Starting with the opening line of the material, restate every line word for word, and end on the line containing "LGTM. This change".

= = = = =

Issue #408, opened 2016-06-14
remove ad-hoc back-end failure messages for edits


lgdean:
As I understand it, the API will provide a standard error message (or messages) for each edit. This message will not vary based on the submitted value or the details of the failure.  Indeed, it may come from a [separate source](https://github.com/cfpb/hmda-platform-ui/issues/96).

(The UI may choose to [display the submitted values](https://github.com/cfpb/hmda-platform-ui/issues/97), but that will be based on the LAR, not the error message.)

I'd already intended to create this issue, and then PR #406 popped up and convinced me to go ahead and push for not spending more time maintaining this code.

PR #406, opened 2016-06-13
fixed language on less than and added language for equal to

kgudel:

PR #409, opened 2016-06-14
remove validation failure message

lgdean:
Addresses #408 

Conflicts with #406, so let's not merge both. (We can cope if it happens, though.)

If this one gets merged, then I may have a bit more cleanup to do.


schbetsy:
LGTM. This change has been necessary for a while.

This has some conflicts with other outstanding branches (particularly #402 ). Whichever merges first will cause conflicts for the other one. Should this be merged first?

lgdean:
Oops, missed this question earlier today. I'd vote to merge this one first, as that one still has outstanding comments to address, but I'm also quite willing to deal with the conflicts if it happens in the other order.

nickgrippin:
LGTM

PR #411, opened 2016-06-15
User institutions - DO NOT MERGE

### LINKED ISSUE #331: API - List of institutions for a user
`/institutions/period/<period>` (period is being used in this case to represent a time period, year or year and quarter)

`GET` - Complete list of institutions a user can/could file for a given year.

[Example](https://github.com/cfpb/hmda-platform-ui/blob/c7590b1e6bd3243a8cd7909463ab8e2dc8c046a5/server/json/user1-institutions.json)

jmarin:
Closes #331 
Note: The list of institutions returned needs to be filtered further, per user. Since this is still a work in progress (authentication, frontend) I will create another ticket to describe that additional feature, which is not yet implemented here


jmarin:
@awolfe76 @wpears I implemented this as per the ticket, but I noticed that the current codebase in hmda-platform-ui does not filter this by period. Is this intentional? 
Also, as much as I hate to have endless discussions about naming, I think this might require a revisit. This endpoint contains data about institutions and the status of their submissions. It is different from what will surface from [this](https://github.com/cfpb/hmda-platform/pull/381). I wonder if this should be named something like `filings` (I've seen that before, not sure if we intend to use it already), but open to other suggestions.

wpears:
Currently the front-end is pointing to `/api/institutions` because it will render for multiple years. `/api/institutions/periods/2017` is just a backend filter, but, imo, the homepage should wants institutions from all years and then sort/group them appropriately (which it already does). @awolfe76 disagrees here and I believe wants the app to only focus on current year filings.

Something I like about the current approach is that nowhere is the period injected into the app; it is just extracted from the institution data and links are wired up appropriately.

From the backend's perspective, for 2017, the two endpoints should return identical results (since the subset of institutions filed in 2017 will equal the total filed institutions).

awolfe76:
I see that both work for sure.

I do think that when the app initially loads the default should be to the current years filing, that there should be a user choice to go back and re-submit to a prior year.

If I'm understanding correctly, `/api/institutions` would return a list of institutions for a user over all years. The year being defined in the response as part of the institution object as `"period": "2017",`. Would the front-end then have to render only 2017? Or would the backend only return 2017? Or are you suggesting we should all broken down by year?

awolfe76:
Or is it that once we have the full list, we save another API call to the backend to for the case when a user wants to resubmit?

wpears:
Yikes, I just realized #331 was specified outside the bounds of https://github.com/cfpb/hmda-platform-ui/blob/master/api.md and my comment above is incorrect in referring to `/api/institutions/periods/2017`. That is an invalid path, the real path is  `/api/institutions/<someInstitution>/periods/2017`

As can be seen from the api spec, there is no way currently specified to request all institutions for a current year (due to the nature of the hierarchy).

There has been much talk about this before and various solutions (period-first api paths, along with institution-first). How it is handled by the front-end, is all institutions are returned, grouped based on the `period`, then rendered in divisions of Not Started/In progress/Completed.

How this applies here, I think is that the backend should just return all institutions for `/api/institutions` (which is both specified and used by the front-end). It is likely just a change to `ProcessingHttpApi.scala`

jmarin:
I am flagging this as **DO NOT MERGE** for now. I have a few issues with the API structure overall. I will open another ticket with a proposal for discussion. My issue is not necessarily just with the API as it's used by the frontend app, but the lack of a data and persistence model, which needs to be formalized first. The current structure is mixing different concerns, that have their own lifecycle (and thus, different persistence requirements).

hkeeler:
Per @jmarin:

>This endpoint contains data about institutions and the status of their submissions. It is different from what will surface from [this](https://github.com/cfpb/hmda-platform/pull/381). I wonder if this should be named something like `filings` (I've seen that before, not sure if we intend to use it already), but open to other suggestions.

Agreed.  I don't think the current model represents what's going to come out of `/institutions`.  I also like changing the term `periods` to `filings`.  It has more meaning and is overall less confusing.

_If_ we want embed `filings` data within an `institution`, I think it could look something like:

```json
{
    "institutions": [
        {
            "id": "1234567",
            "name": "Bank of Someplace",
            "status": "active",
            "filings": [
                {
                    "id": "2020",
                    "status": "not-started",
                    "required": true
                },
                {
                    "id": "2019",
                    "status": "completed",
                    "required": false
                }
            ]
        },
        {
            "id": "1234568",
            "name": "Superawesomebank",
            "status": "active",
            "filings": [
                {
                    "id": "2020-q4",
                    "status": "completed",
                    "required": true
                },
                {
                    "id": "2020-q3",
                    "status": "completed",
                    "required": true
                }
            ]
        }
    ]
}
```

If we don't want this data embedded, _and_ you wanted to list current/past filings, you'd have to make a separate call to `/institutions/<inst_id>/filings/`, which would return something like:

```json
{
    "filings": [
        {
            "id": "2020",
            "status": "not-started",
            "required": true
        },
        {
            "id": "2019",
            "status": "completed",
            "required": false
        }
    ]
}
```

jmarin:
Yes. Now we are getting somewhere. This structure makes more sense. One question: in the `id` field for `filings` it looks like you put a year, is this meant to be the current status for that filing period? Would we show more than one filing for a specific period of time, or just the latest one?

wpears:
The embedded filings version above is very similar to the current model ([see here](https://github.com/cfpb/hmda-platform-ui/blob/master/server/json/user1-institutions.json)), with the exception of the `currentSubmission` key, which is incidentally the most egregious field w.r.t mixing concerns. When I added this key, I posited in standup that convenience versus strictly HATEOAS is a continuum and we'll probably find ourselves somewhere in the middle after hashing things out.

currentSubmission was included in here to save an extraneous call to `/api/institutions/<id>/periods/<id>/submissions` to get the latest submission to include in the "view filing status" link for routing (submission is done at `cf.gov/hmda/bankid/2017/<submission number>`). I will gladly make the call separately, as I too thought it seemed a bit muddled.

Alternatively, and to Juan's latest point, we could remove the `<submission number>` from the front-end URL and *always* associate user actions with the latest submission. This would disallow users from seeing the results of a previous submission.. but that is probably going to be a rare use case and the data will still be available via the API.

hkeeler:
Per @jmarin:
>One question: in the id field for filings it looks like you put a year, is this meant to be the current status for that filing period? Would we show more than one filing for a specific period of time, or just the latest one?

Good question!  I was sort of thinking latest submission, but I hadn't really followed that through logically.  It _could_ be its own status.  As a user looking at a set of institutions, do you really care about all the many statuses we have for submission?  Probably not.  You really only care about _do I need to do something for this bank_.  It could be a simple as:
* `not-started` - initial state before any submissions have been filed.
* `in-progress` - state as soon as first submission is uploaded, but have yet to get 
* `complete` - state as soon as a given submission has been _signed_.  Also, no new submissions can be posted if `filing` is in this state.
* `revoked` - state when a `complete` filing needs to be refiled.  May want a nicer name...`cancelled`?

hkeeler:
To @wpears point about extra calls to list endpoints needed to get the most recent, we may want to add `/current` or `/latest` that would redirect to the most recent.  This could be useful for both filings and submissions.  Something like:

* `/institutions/<inst_id>/filings/latest   ->   /institutions/<inst_id>/filings/2017`
* `/institutions/<inst_id>/filings/2017/submissions/latest   ->   /institutions/<inst_id>/filings/2017/submissions/3`

hkeeler:
I should really read the other posts more completely.  @wpears is saying the exact same thing on the frontend regarding filing status:

>How it is handled by the front-end, is all institutions are returned, grouped based on the period, then rendered in divisions of Not Started/In progress/Completed.

wpears:
> `complete` - state as soon as a given submission has been signed. Also, no new submissions can be posted if filing is in this state.

I was thinking about this Hans, and I'm wondering what happens if someone realizes that they screwed something up after the fact? Is that an email/call support message? (sorry, this is slightly off-topic)

lesgou:
@wpears I'm thinking that if a resubmission is needed, filers should be able to do so without having to contact hmda help.

hkeeler:
I agree, we should allow them to cancel a `complete` filing.  That's the whole point of the `cancelled`/`revoked` status; a state that a `complete` filing transitions to when either a user finds an issue and wants to re-file _or_ we determine it is invalid or needs to be refiled for whatever reason.

hkeeler:
I think it'd look something like:

image

awolfe76:
Just want to quickly add that changes to the API, end points or response, are fine IMO, even expected. 

When we had these conversations before, one of the key goals of building this out on the front-end was to inform the back-end of the front-end requirements for the API. And that is was pretty likely the front-end would have to make updates. I think we're in a good position and ready for any changes.

awolfe76:
@hkeeler are these the only states required?

> * `not-started` - initial state before any submissions have been filed.
* `in-progress` - state as soon as first submission is uploaded, but have yet to get 
* `complete` - state as soon as a given submission has been _signed_.  Also, no new submissions can be posted if `filing` is in this state.
* `revoked` - state when a `complete` filing needs to be refiled.  May want a nicer name...`cancelled`?

We have several others on the front-end now. Like `parsing`, `parsed`, `validating`, `validation complete`, etc. Sorry if I'm missing something here.

jmarin:
@awolfe76 I think it's another level in the hierarchy.

Institution --> Filings --> Submissions

An institutions has several filings (usually one per year, or per quarter). The status of that filing is as described by @hkeeler above. Basically it's a summary of the filing process as a whole. Within the filing period, there can be one or more submissions, each in one of the 10-12 states that we discussed before. This is how I'm interpreting things, and it makes sense to me

awolfe76:
Thanks @jmarin. That makes sense to me too.

jmarin:
Closing, as the discussion and implementation was done in #422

= = = = =

### TASK ANSWER
Issue #408, opened 2016-06-14
remove ad-hoc back-end failure messages for edits


lgdean:
As I understand it, the API will provide a standard error message (or messages) for each edit. This message will not vary based on the submitted value or the details of the failure.  Indeed, it may come from a [separate source](https://github.com/cfpb/hmda-platform-ui/issues/96).

(The UI may choose to [display the submitted values](https://github.com/cfpb/hmda-platform-ui/issues/97), but that will be based on the LAR, not the error message.)

I'd already intended to create this issue, and then PR #406 popped up and convinced me to go ahead and push for not spending more time maintaining this code.

PR #406, opened 2016-06-13
fixed language on less than and added language for equal to

kgudel:

PR #409, opened 2016-06-14
remove validation failure message

lgdean:
Addresses #408 

Conflicts with #406, so let's not merge both. (We can cope if it happens, though.)

If this one gets merged, then I may have a bit more cleanup to do.


schbetsy:
LGTM. This change has been necessary for a while.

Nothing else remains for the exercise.